[Stored data entries]

+++++

PR #741, opened 2025-02-21
Add './node' subpath export for node entry point

### LINKED ISSUE #652: Can't access node functions when tsconfig moduleResolution is set to "bundler"
I'm using tsup to bundle my node project into a single file, and have `moduleResolution: "bundler"` set in my tsconfig because a) it feels like the right choice as I'm using a bundler, and b) it allows me to ignore writing out file type extensions with esm. 

Unfortunately it looks like file-type only exposes node functions like `fileTypeFromFile` when moduleResolution is set to "node". I get that this is done to add extra safety and prevent consumers from importing functions that don't work in the environment that they are running, and 99% of projects with `moduleResolution: "bundler"` are likely headed for the browser, but considering that bundling is valid for node projects as well, I wonder whether the exports should be relaxed for this?

### LINKED ISSUE #738: fileTypeFromFile not found
### Description

```ts
import { fileTypeFromFile } from 'file-type'

'"file-type"' has no exported member named 'fileTypeFromFile'. Did you mean 'fileTypeFromBlob'?ts(2724)
```

### Existing Issue Check

- [x] I have searched the existing issues and could not find any related to my problem.

- [x] My project is an [ESM project](https://gist.github.com/sindresorhus/a39789f98801d908bbc7ff3ecc99d99c) and my `package.json` contains the following entry: `"type": "module"`.

- [x] I understand that file-type detects binary file types and not text or other formats.

Borewit:
Add `./node` subpath export

`./core` has been inherited at the days this package was CJS, where the default exports was Node.js. The core allowed to import the functionality, which did not depend on the Node API. With ES Module implementation, it is the other way around. The non-Node is now the default. Therefor it make more sense expose the Node specific functionality, for those cases where conditional exports cannot be used. Such as the ``"moduleResolution": "bundler"` in TypeScript projects.

I chose to use the `default` export in this case  _as generic fallback that always matches_, as the subpath import is the user overruling the import in cases where the conditional imports have no, or not the desired effect.  

Fixes #652
Fixes #738

### DIFF
--- a/package.json
+++ b/package.json
@@ -15,16 +15,19 @@
 		".": {
 			"node": {
 				"types": "./index.d.ts",
-				"import": "./index.js"
+				"import": "./index.js",
+				"module-sync": "./index.js"
 			},
 			"default": {
 				"types": "./core.d.ts",
-				"import": "./core.js"
+				"import": "./core.js",
+				"module-sync": "./core.js"
 			}
 		},
 		"./core": {
 			"types": "./core.d.ts",
-			"import": "./core.js"
+			"import": "./core.js",
+			"module-sync": "./core.js"
 		}
 	},
 	"sideEffects": false,
--- a/package.json
+++ b/package.json
@@ -26,8 +26,11 @@
 		},
 		"./core": {
 			"types": "./core.d.ts",
-			"import": "./core.js",
-			"module-sync": "./core.js"
+			"default": "./core.js"
+		},
+		"./node": {
+			"types": "./index.d.ts",
+			"default": "./index.js"
 		}
 	},
 	"sideEffects": false,


sindresorhus:
I think the separation of Node.js vs the rest has caused us way too many problems. How about we always export `fromFile`, but throw if it the `fs` API is not available. We can use `await import` inside the function.

That will probably fix all the other import issues too, since our package.json could go back to:

```
"exports": {
	"types": "./index.d.ts",
	"default": "./index.js"
}
```

Borewit:
https://github.com/sindresorhus/file-type/pull/736#issuecomment-2674284940

> I think the separation of Node.js vs the rest has caused us way too many problems. How about we always export fromFile, but throw inside the function if the fs API is not available. 

That will also mix the dependency tree, definitely a no go. I think in separation is  actually working great, and massive advantage of being the ECMAScript module.

Only in exceptional cases, this does not work, such as the ``"moduleResolution": "bundler"` in TypeScript case.

Yet there are workaround on the user side possible as well, such as raising the `node` condition manually:
```
{
  "compilerOptions": {
    "target": "es2022",
    "moduleResolution": "bundler",
    "customConditions": ["node"]
  }
}
```

> That will probably fix all the other import issues too, since our package.json could go back to:
> 
> "exports": {
> 	"types": "./index.d.ts",
> 	"default": "./index.js"
> }

Getting back to a more basic `exports`, I propose the following:
```json
	"exports": {
		"node": {
			"types": "./index.d.ts",
			"default": "./index.js"
		},
		"default": {
			"types": "./core.d.ts",
			"default": "./core.js"
		}
	},
```
- Drops the subpath exports.
- Uses `default` as fallback, shall work for require-esm
- Preserves the Node.js API with default, seperation

Yet I have nothing against the subpath exports, if that helps some users, it does not disturb anything else.
And that is basically what this PR does.

The biggest issue we have now are `import` conditions, without any fallback to default or module-sync.

sindresorhus:
> That will also mix the dependency tree

The same dependencies are installed for all export types, so not really sure what you mean.

Borewit:
> > That will also mix the dependency tree
> 
> The same dependencies are installed for all export types, so not really sure what you mean.

For example `node:fs` is only imported via the Node.js specific entry point. That Node specific API dependency would end-up in the (browser) default entry point, following your proposal.

sindresorhus:
The method would, yes, but we would simply make it throw when called and the `fs` api is not available. And as I already commented, we would use dynamic import inside the function, so it should have no effect on non-Node.js consumers, other than a few LOCs of unused code.

Borewit:
> The method would, yes, but we would simply make it throw when called and the `fs` api is not available. And as I already commented, we would use dynamic import inside the function, so it should have no effect on non-Node.js consumers, other than a few LOCs of unused code.

To me it feels going from one extreme to the other.

Again, I don't see why we should throw a good working mechanism overboard. Only in the TypeScript bundler the Node condition is not picked up, which probably relies in more in the nature of the bundler, or maybe even on the bundler project is setup. I see no reason to drastically change our architecture, but more then happy to add an extra sub-path export if that helps them to plugin the Node functionality. 

What is much more important, is to support require-esm, there is massive need for that solution.   

I propose to give this PR a try, and see how that works out. I have no problem with sustaining the `/core` subpath neither, to avoid any breaking, although I cannot imagine it still serves a useful purpose, but maybe I overlooked something.

sindresorhus:
> To me it feels going from one extreme to the other.

I don't really see what's extreme about it. There is really nothing inherently tied to Node.js for this package other than the file access, which can easily be isolated to a single method. Regardless of the sub-export problems, having the package as platform agnostic as possible is a good goal.

Borewit:
> Regardless of the sub-export problems, having the package as platform agnostic as possible is a good goal.

I totally agree with that! 

> I don't really see what's extreme about it. 

The contradiction I see is objecting to my proposal of extending the current import condition with `module-sync` while then proposing to use `default` instead—which effectively matches any condition. The current `import` condition limits us to **fewer** use cases (for instance, [require-esm loading](https://joyeecheung.github.io/blog/2024/03/18/require-esm-in-node-js/) works but is now effectively prohibited), whereas `default` would open the door to **more** import scenarios, including options we do not support. Supporting _require-esm loading_ significantly improves accessibility for many users of this ESM module, so I believe we should take advantage of that opportunity. This approach addresses a major weak point in the CommonJS-to-ESM transition.

The second contradiction is moving away from a purist Node.js ESM specification. Your proposal replaces the clear-cut ESM conditions for accessing the Node API with a mechanism that relies on the success of lazy loading the Node.js API.

The third contradiction is the rejection of workarounds. Exporting a sub-path is a very minor change that doesn’t impact anything else, yet it’s dismissed solely because it’s seen as a workaround. In contrast, replacing the Node ESM condition with lazy loading is a drastic workaround with potential side effects.

sindresorhus:
> The second contradiction is moving away from a purist Node.js ESM specification.

Sub-exports is a Node.js invented thing and not part of ESM.

> Your proposal replaces the clear-cut ESM conditions for accessing the Node API with a mechanism that relies on the success of lazy loading the Node.js API.

No, both are completely valid methods to achieve the same goal.

> Exporting a sub-path is a very minor change that doesn’t impact anything else

I may seem minor, but it too can have side-effects. What if a package depends on it, and then a consumer of that package wants to use that package in the browser. Then that package has locked into using the Node.js API since they forced the `node` sub-export. Enabling users to shoot them self in the foot too easily is not good either.

> In contrast, replacing the Node ESM condition with lazy loading is a drastic workaround with potential side effects.

This change too has potential side-effects.

sindresorhus:
I don't really want to waste more time discussing this, so fine, we can do it your way.

package.json
```diff
@@ -15,16 +15,18 @@
...
+				"module-sync": "./core.js"
 			}
 		},
-		"./core": {
-			"types": "./core.d.ts",
-			"import": "./core.js"
+		"./node": {
+			"types": "./index.d.ts",
+			"default": "./index.js"
 		}
```
sindresorhus, line 30: Not worth doing a breaking change for this. So just add `node` and keep `core`, and we can remove `core` in the next major version.

Issue #582, opened 2023-02-15
.pdf files can be detected as .ai based on content


eric-yuan-vanta:
When pdf files have images created from photoshop or adobe ai in them, `file-type` detects them as .ai based on the byte checking heuristic we have in place. 

I'm proposing that even if the magic string is found, if the original file's extension is `.pdf`, `file-type` should consider it a pdf and not change it's type based on some content inside of it.

An even more strict approach that I would also support is only returning ai file type if the file extension is already `.ai`. It seems more natural/compatible to default to .pdf if .ai isn't explicitly specified, since the ai detection is just a loose heuristic anyway.

eric-yuan-vanta:
@sindresorhus Curious if you have thoughts on this. 

I plan to put up a fix for the second one, but I would like to get https://github.com/sindresorhus/file-type/pulls in first

Borewit:
None of the file implemented recognition is perfect (guaranteed to be correct). By writing 4 characters at the beginning of a text file you can probably mimic half of of the file recognition heuristics. And the reliability of heuristics vary.

If the recognition is likely to introduce false positives (for which there is no clear definition), it may indeed be better to, preferably improve the algorithm, or, like you suggest, fall back on it's parent file type.

Borewit:
We indeed can only determine the file-type based on the file content.
It helps if you make examples available, so we can analyze the difference. (Preferably small file sizes).

Borewit:
I fixed a bug (#728) close to this `.ai` (Adobe Illustrator) detection portion in the code. I don't trust this `.ai` detection algorithm at all. I am in favor of cutting it out. Either we do it properly, or we don't.

Although PDF is not a pure text based formats, I believe it requires text processing for better interpretation of the sub-format, which is arguable in scope of file-type, being focused on binary formats.

PR #743, opened 2025-02-25
Drop Adobe Illustrator (.ai) detection support

Borewit:
Drop Adobe Illustrator (`.ai`) file detection support as the detection mechanism is very poor quality (as raised in #582).

Skipping 1350 bytes, followed by a search in the next 10kB for a keywords is not a reliable mechanism.
There is no fixed offset at 1350 bytes, as well the 10kB is not based on any meaningful foundation.
And neither the keywords necessary from from a context which reliably indicates this is an Adobe Illustrator file.

Second objection I have, is that this is based on (poor) text file parsing, as PDF is a text based format.
Text based formats are not in the scope of file-type.

Reverses: #323
Resolves: #582

Related:
- https://github.com/sindresorhus/file-type/issues/582#issuecomment-2636569875


sindresorhus:
You could maybe consider AI detection for your XML detection library as I think I remember that you can detect Illustrator files by looking at its XMP metadata, which is XML.

Borewit:
> Agreed, but this is a breaking change, and we just did a major version, so I think this should wait a bit.

No problem, I am not in a rush.

> You could maybe consider AI detection for your XML detection library as I think I remember that you can detect Illustrator files by looking at its XMP metadata, which is XML.

Something like that. Starting with basic PDF decoding which I could maybe utilize [read-next-line](https://github.com/Borewit/read-next-line) to iterate over the lines. I am not very familiar with the PDF file format though.

Borewit:
Adobe Illustrator (`.ai`) detection has been implemented in [@file-type/pdf](https://github.com/Borewit/file-type-pdf)

Issue #746, opened 2025-04-24
Support for ppsx


PRR24:
### Description

To cover full set of application/vnd.openxmlformats-officedocument.*, please add a support for
.ppsx / application/vnd.openxmlformats-officedocument.presentationml.slideshow

Detection should be the exact same as for all other vnd.openxmlformats, only mapping seems to be missing.

### Existing Issue Check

+++++

Only a number is expected here: how many lines of the records above contain "LINKED".

◆ Task output ◆
2